Task details — Return each line of the material below exactly. Begin at the first and end on the line with "4 57 54 PM |".

=== Section Start ===

PR #4060, opened 2024-09-17
CLDR-5854 Add-examples-for-relative-dates-and-times

haytenf:
CLDR-5854

| Locale               | Before               | After |
| -------------- | -------------- |  -------------- |
| cy |  Screenshot 2024-08-27 at 4 33 56 PM |  Screenshot 2024-08-27 at 4 34 32 PM |
| cy |  Screenshot 2024-08-27 at 4 35 20 PM | Screenshot 2024-08-27 at 4 50 53 PM |
| cy | Screenshot 2024-08-27 at 4 36 47 PM | Screenshot 2024-08-27 at 4 37 19 PM |
| cy | Screenshot 2024-08-27 at 4 43 45 PM | Screenshot 2024-08-27 at 4 46 19 PM |
| cy | Screenshot 2024-08-27 at 4 53 20 PM | Screenshot 2024-08-27 at 4 39 28 PM |
| ro | Screenshot 2024-08-27 at 4 56 03 PM |Screenshot 2024-08-27 at 4 57 18 PM |
| ro | Screenshot 2024-08-27 at 4 56 21 PM |Screenshot 2024-08-27 at 4 57 54 PM |
| ro | Screenshot 2024-08-27 at 5 02 07 PM | (future-few) Screenshot 2024-08-27 at 5 01 05 PM |
| ro | Screenshot 2024-08-27 at 4 59 38 PM  | Screenshot 2024-08-27 at 5 03 43 PM |
| it | Screenshot 2024-08-27 at 5 05 34 PM | Screenshot 2024-08-27 at 5 06 23 PM |
| it | Screenshot 2024-08-27 at 5 06 51 PM  | Screenshot 2024-08-27 at 5 07 40 PM |

- [x] This PR completes the ticket.

ALLOW_MANY_COMMITS=true

PR #4630, opened 2025-04-22
CLDR-18025 Relative examples should use locale-appropriate num value/format and contextTransform

pedberg-icu:
CLDR-18025

This is a followup to PR [#4060](https://github.com/unicode-org/cldr/pull/4060) to address issues mentioned in (post-merge) review comments there, and other issues:
- The numeric values used as examples for different plural forms need to depend on locale; especially for the few, many and other cases we need a locale-specific curated value.
- The two examples need to illustrate mid-sentence and stand-alone (not beginning of sentence) capitalization, with the latter determined by contextTransform data, and with guidance on how to fix it if wrong. Any titlecasing needs to be done in a locale-appropriate way.
- Numeric values need to be formatted in a locale-appropriate way.

ALLOW_MANY_COMMITS=true


tools/cldr-code/src/main/java/org/unicode/cldr/test/ExampleGenerator.java
```diff
@@ -3230,25 +3251,74 @@ private void handleRelative(
...
+                    // example at the end of the list
+                    exampleCount = exampleCounts.get(exampleCountSize - 1);
+                } else {
+                    Map<Count, String> countToStringExamplesMap =
+                            pluralInfo.getCountToStringExamplesMap();
+                    String stringExamples = countToStringExamplesMap.get(Count.valueOf(count));
+                    // skip the default value already set
+                    for (int i = 1; i < exampleCountSize; i++) {
+                        String exampleCountTest = exampleCounts.get(i);
+                        if (stringExamples.contains(exampleCountTest)) {
```
pedberg-icu, line 3301: This is a little hokey (searching for a string value in the string of sample values) but it works with the values used here. Could also convert the string value to a number and get the count from PluralRules and see whether that matches.

pedberg-icu:
@srl295 @macchiati Ping? This is something that might help vetters...

tools/cldr-code/src/main/java/org/unicode/cldr/test/ExampleGenerator.java
```diff
@@ -344,19 +345,39 @@ public void setCachingEnabled(boolean enabled) {
...
+                                    "21" /*kw*/,
+                                    "0.5" /*cs sk lt*/));
+                    put(
+                            "other",
+                            List.of(
+                                    "100" /*ar cs de en es fr he it*/,
+                                    "22" /*lv prg*/,
+                                    "23" /*gv*/,
+                                    "14" /*ceb fil tl*/,
+                                    "0.5" /*pl ru uk*/));
```
srl295, line 375: Couldn't this call `Map<Count, Set<Double>> SupplementalDataInfo.PluralInfo.getCountToExamplesMap()` ?

tools/cldr-code/src/main/resources/org/unicode/cldr/util/data/PathDescriptions.txt
```diff
@@ -193,14 +193,14 @@
...
+^//ldml/dates/fields/field\[@type="([^"]*)"]/relative\[@type="-1"]; Provide a name for “last {1}”. For more information, please see %DATE_TIME_NAMES_RELATIVE. The lettercasing should be appropriate for the top example. If the lettercasing is then wrong for the bottom example, please file a ticket to fix contextTransforms/relative/stand-alone.
+^//ldml/dates/fields/field\[@type="([^"]*)"]/relative\[@type="1"]; Provide a name for “next {1}”. For more information, please see %DATE_TIME_NAMES_RELATIVE. The lettercasing should be appropriate for the top example. If the lettercasing is then wrong for the bottom example, please file a ticket to fix contextTransforms/relative/stand-alone.
+^//ldml/dates/fields/field\[@type="([^"]*)"]/relativeTime\[@type="future"]/relativeTimePattern\[@count="([^"]*)"]; Provide a pattern used to display times in the future. For more information, please see %DATE_TIME_NAMES. The lettercasing should be appropriate for the top example. If the lettercasing is then wrong for the bottom example, please file a ticket to fix contextTransforms/relative/stand-alone.
```
srl295, line 202: good, i've conflicted with it in #4633 but that's OK

srl295 (approved):
LGTM with suggestions

tools/cldr-code/src/main/java/org/unicode/cldr/test/ExampleGenerator.java
pedberg-icu: But then we still need to pull one example from the set, and what I was trying to do here was find examples that would contrast in an obvious way with the examples for other plural forms (and that could also be used across multiple locales), instead of e.g. just pulling the first example from the set returned by `SupplementalDataInfo.PluralInfo.getCountToExamplesMap`. Anyway I can explore other options in a future PR, this PR at least gets correct behavior in for the vetters, even if the code is not as clean as it could be.

tools/cldr-code/src/main/resources/org/unicode/cldr/util/data/PathDescriptions.txt
pedberg-icu: Sorry about that

PR #4631, opened 2025-04-23
CLDR-13555 Add Pali locale

conradarcturus:
CLDR-13555

This PR starts the process to support Pali in CLDR.

There was significant debate for the default script & region but we have moved that resolution to a separate ticket https://unicode-org.atlassian.net/browse/CLDR-18545

ALLOW_MANY_COMMITS=true


common/supplemental/supplementalData.xml
```diff
@@ -1893,8 +1893,7 @@ XXX Code for transations where no currency is involved
 		<language type="peo" scripts="Xpeo"/>
 		<language type="pfl" scripts="Latn"/>
 		<language type="phn" scripts="Phnx"/>
-		<language type="pi" scripts="Mymr"/>
-		<language type="pi" scripts="Sinh Deva Thai" alt="secondary"/>
+		<language type="pi" scripts="Deva Mymr Sinh Thai" alt="secondary"/>
```
AEApple, line 1896: do only the secondary scripts get listed in this section of the supplementalData?

macchiati (approved):

PR #4632, opened 2025-04-23
CLDR-18546 Format XML source using xmlstarlet

sffc:
CLDR-18546

I generated this PR with the following command: `find . -name *.xml -exec xmlstarlet ed --inplace --ps {} \;`

ALLOW_MANY_COMMITS=true


sffc:
@srl295 said on Jira:

> wrong time in the cycle. If we do this it should be after “merge from vxml” months from now
>
> wrong part of the toolchain. These files are generated - output should be changed in CLDRFile etc. (see CLDR-14496)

=== Section End ===

Answer box —
PR #4060, opened 2024-09-17
CLDR-5854 Add-examples-for-relative-dates-and-times

haytenf:
CLDR-5854

| Locale               | Before               | After |
| -------------- | -------------- |  -------------- |
| cy |  Screenshot 2024-08-27 at 4 33 56 PM |  Screenshot 2024-08-27 at 4 34 32 PM |
| cy |  Screenshot 2024-08-27 at 4 35 20 PM | Screenshot 2024-08-27 at 4 50 53 PM |
| cy | Screenshot 2024-08-27 at 4 36 47 PM | Screenshot 2024-08-27 at 4 37 19 PM |
| cy | Screenshot 2024-08-27 at 4 43 45 PM | Screenshot 2024-08-27 at 4 46 19 PM |
| cy | Screenshot 2024-08-27 at 4 53 20 PM | Screenshot 2024-08-27 at 4 39 28 PM |
| ro | Screenshot 2024-08-27 at 4 56 03 PM |Screenshot 2024-08-27 at 4 57 18 PM |
| ro | Screenshot 2024-08-27 at 4 56 21 PM |Screenshot 2024-08-27 at 4 57 54 PM |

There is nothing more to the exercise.